Dynamic Analysis and Optimization of Flotation-column Packed Separation Zone

Packing in a flotation column is one way to increase separation efficiency and effective descending flotation-column height. In this paper, the difference between filling packing and sieve packing is described, and the flaws of filling packing in flotation columns in industrial application are pointed out. A change of flotation process and its effect on flotation results are reported. Based on sieve-plate filling, a high-efficiency mixed packing mode consisting of screen-plate packing and honeycomb-tube packing has been proposed, with the packing mode optimized in the cyclonic static microbubble flotation column in the separation zone. In the mixed packing mode, the honeycomb tubes are used to reduce the vortex effect at the base of the column and weaken the radial dispersion of jetting bubbles, and the sieve plates are used to comminute bubbles in the separation zone, to lengthen the bubble migration path, and to stabilize the foam layer. The superiority of honeycomb-tube packing is analyzed using bubble-particle collision theory, and the dynamic equations of collision probability are derived. The role of mixed packing in guaranteeing mineral recovery is analyzed by the axial dispersion method, and a dimensionless axial dispersion model is derived. When a high-turbulence flow is maintained, a static separation environment is formed in which secondary mineral processing is rendered more effective. In this way, a nonlinear separation environment is formed in the flotation column.
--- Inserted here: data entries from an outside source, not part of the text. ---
PR #388, opened 2016-01-22
Reactivates working unit tests.

joaoandremartins:
@elharo these tests were left as "ignored" by you due to a NullPointerException, but I found they're working. Let me know if there's anything I'm missing.


elharo:
lgtm

loosebazooka:
Just making sure they work in the IDE and the command line from gradle?

joaoandremartins:
Recently I've only been running unit tests from the IDE (using the Gradle config "test").

Has it happened that tests succeed in one place and fail in the other?

patflynn:
As long as you use the Gradle config I don't think they typically diverge.
What has happened is that it's passed on Linux, but not on Travis. Or it
passed on Mac, but not on Linux.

Finally, mixed packing was applied in an industrial test. A large vortex developed at the base of the column. It was observed that the bubbles in the radial flow were homogeneously dispersed, the residence time of the pulp was prolonged, and the froth layer became thick and stable. Based on the test data, it was found that the sieve packing has the potential to yield a product of approximately 25.83% copper concentration with 91.78% recovery from a feed concentration of approximately 0.727%. If mixed packing were used, the product concentration could be further increased to 27.60% from a feed of approximately 0.739% concentration with 93.38% recovery.